→ **EXERCISE PROMPT**: Copy out again, unchanged, the listing below from the line that has "using System.Linq;" through the line that has "Another (smaller?) issue".

→ **INFORMATION SUPPLIED**:
=-=-=

PR #7335, opened 2025-08-04
chore: clean up baggage span tags implementation

rachelyangdog:
## Summary of changes
- Removed identical AddBaggageTagsToSpan methods
- Added to SpanContextPropagator method AddBaggageToSpanAsTags with centralized exception handling and logging
- Replaced all method calls with direct calls to the propagator
- Optimized loop consolidation for better performance
- Original PR: #7020

### DIFF
--- a/tracer/src/Datadog.Trace/Propagators/SpanContextPropagator.cs
+++ b/tracer/src/Datadog.Trace/Propagators/SpanContextPropagator.cs
@@ -329,13 +329,13 @@ namespace Datadog.Trace.Propagators
             try
             {
                 var addAllItems = baggageTagKeys.Length == 1 && baggageTagKeys[0] == "*";
-                var keysToProcess = addAllItems ? baggage.Select(item => item.Key) : baggageTagKeys;
+                var allowedKeys = addAllItems ? null : new HashSet<string>(baggageTagKeys);
 
-                foreach (var key in keysToProcess)
+                foreach (var item in baggage)
                 {
-                    if (baggage.TryGetValue(key, out var value))
+                    if (addAllItems || allowedKeys!.Contains(item.Key))
                     {
-                        span.SetTag("baggage." + key, value);
+                        span.SetTag("baggage." + item.Key, item.Value);
                     }
                 }
             }
--- a/tracer/src/Datadog.Trace/Propagators/SpanContextPropagator.cs
+++ b/tracer/src/Datadog.Trace/Propagators/SpanContextPropagator.cs
@@ -10,6 +10,7 @@ using System.Collections.Concurrent;
 using System.Collections.Generic;
 using System.Linq;
 using Datadog.Trace.Headers;
+using Datadog.Trace.Logging;
 using Datadog.Trace.Tagging;
 using Datadog.Trace.Util;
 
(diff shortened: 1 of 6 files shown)


tracer/src/Datadog.Trace/Propagators/SpanContextPropagator.cs
```diff
@@ -323,24 +326,22 @@ internal void AddBaggageToSpanAsTags(ISpan span, Baggage? baggage, string[] bagg
                 return;
             }
 
-            if (baggageTagKeys.Length == 1 && baggageTagKeys[0] == "*")
+            try
             {
-                // add all baggage items as tags
+                var addAllItems = baggageTagKeys.Length == 1 && baggageTagKeys[0] == "*";
+                var allowedKeys = addAllItems ? null : new HashSet<string>(baggageTagKeys);
```
lucaspimentel: Using `HashSet<string>` is a good idea to make the `Contains()` faster for larger sizes of `TracerSettings.BaggageTagKeys`, but one issue this introduces is that we're now creating a new `HashSet` in the hot path every time we call `AddBaggageToSpanAsTags()`. More heap allocations lead to more garbage collections, reducing overall throughput.

Another (smaller?) issue is that `HashSet` is probably only faster for larger `TracerSettings.BaggageTagKeys` collections, but a simple array can be faster for smaller ones. We _could_ try to get fancy and switch between `string[]` and `HashSet<string>` based on how many baggage items are configured in `DD_TRACE_BAGGAGE_TAG_KEYS`, but I don't think it's worth it. 😅 

I suggest either not using `HashSet<string>` at all and sticking to `string[]`, or changing the `TracerSettings.BaggageTagKeys` property from `string[]` to a `HashSet<string>` so that only one `HashSet` is ever created (during tracer initialization) and is re-used over and over here in `AddBaggageToSpanAsTags()`, avoiding the additional heap allocations.

zacharycmontoya: > I suggest either not using `HashSet<string>`, or changing the `TracerSettings.BaggageTagKeys` property from `string[]` to a `HashSet<string>`. That way, the `HashSet` is only created once (during tracer initialization) and is re-used over and over here in `AddBaggageToSpanAsTags()`, avoiding the additional heap allocations.

+1 changing the original property to a `HashSet<string>`, this should be sufficient for what we're trying to do without requiring more advanced microbenchmarking

lucaspimentel: (I made some edits to my original comment before Zach's reply, but still basically the same message 😅 )

zacharycmontoya: Doing that would also allow you to remove the `allowedKeys` variable entirely, as Lucas was saying since we want to avoid creating unneeded objects when we're running default / hot-path code

rachelyangdog: Thanks for the suggestions @lucaspimentel @zacharycmontoya! The changes have been pushed! Lmk if it's correct and if there's anything else I should update. Thank youu!

lucaspimentel: Thanks!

=-=-=

→ **EXERCISE RESULT**:
 using System.Linq;
 using Datadog.Trace.Headers;
+using Datadog.Trace.Logging;
 using Datadog.Trace.Tagging;
 using Datadog.Trace.Util;
 
(diff shortened: 1 of 6 files shown)


tracer/src/Datadog.Trace/Propagators/SpanContextPropagator.cs
```diff
@@ -323,24 +326,22 @@ internal void AddBaggageToSpanAsTags(ISpan span, Baggage? baggage, string[] bagg
                 return;
             }
 
-            if (baggageTagKeys.Length == 1 && baggageTagKeys[0] == "*")
+            try
             {
-                // add all baggage items as tags
+                var addAllItems = baggageTagKeys.Length == 1 && baggageTagKeys[0] == "*";
+                var allowedKeys = addAllItems ? null : new HashSet<string>(baggageTagKeys);
```
lucaspimentel: Using `HashSet<string>` is a good idea to make the `Contains()` faster for larger sizes of `TracerSettings.BaggageTagKeys`, but one issue this introduces is that we're now creating a new `HashSet` in the hot path every time we call `AddBaggageToSpanAsTags()`. More heap allocations lead to more garbage collections, reducing overall throughput.

Another (smaller?) issue is that `HashSet` is probably only faster for larger `TracerSettings.BaggageTagKeys` collections, but a simple array can be faster for smaller ones. We _could_ try to get fancy and switch between `string[]` and `HashSet<string>` based on how many baggage items are configured in `DD_TRACE_BAGGAGE_TAG_KEYS`, but I don't think it's worth it. 😅 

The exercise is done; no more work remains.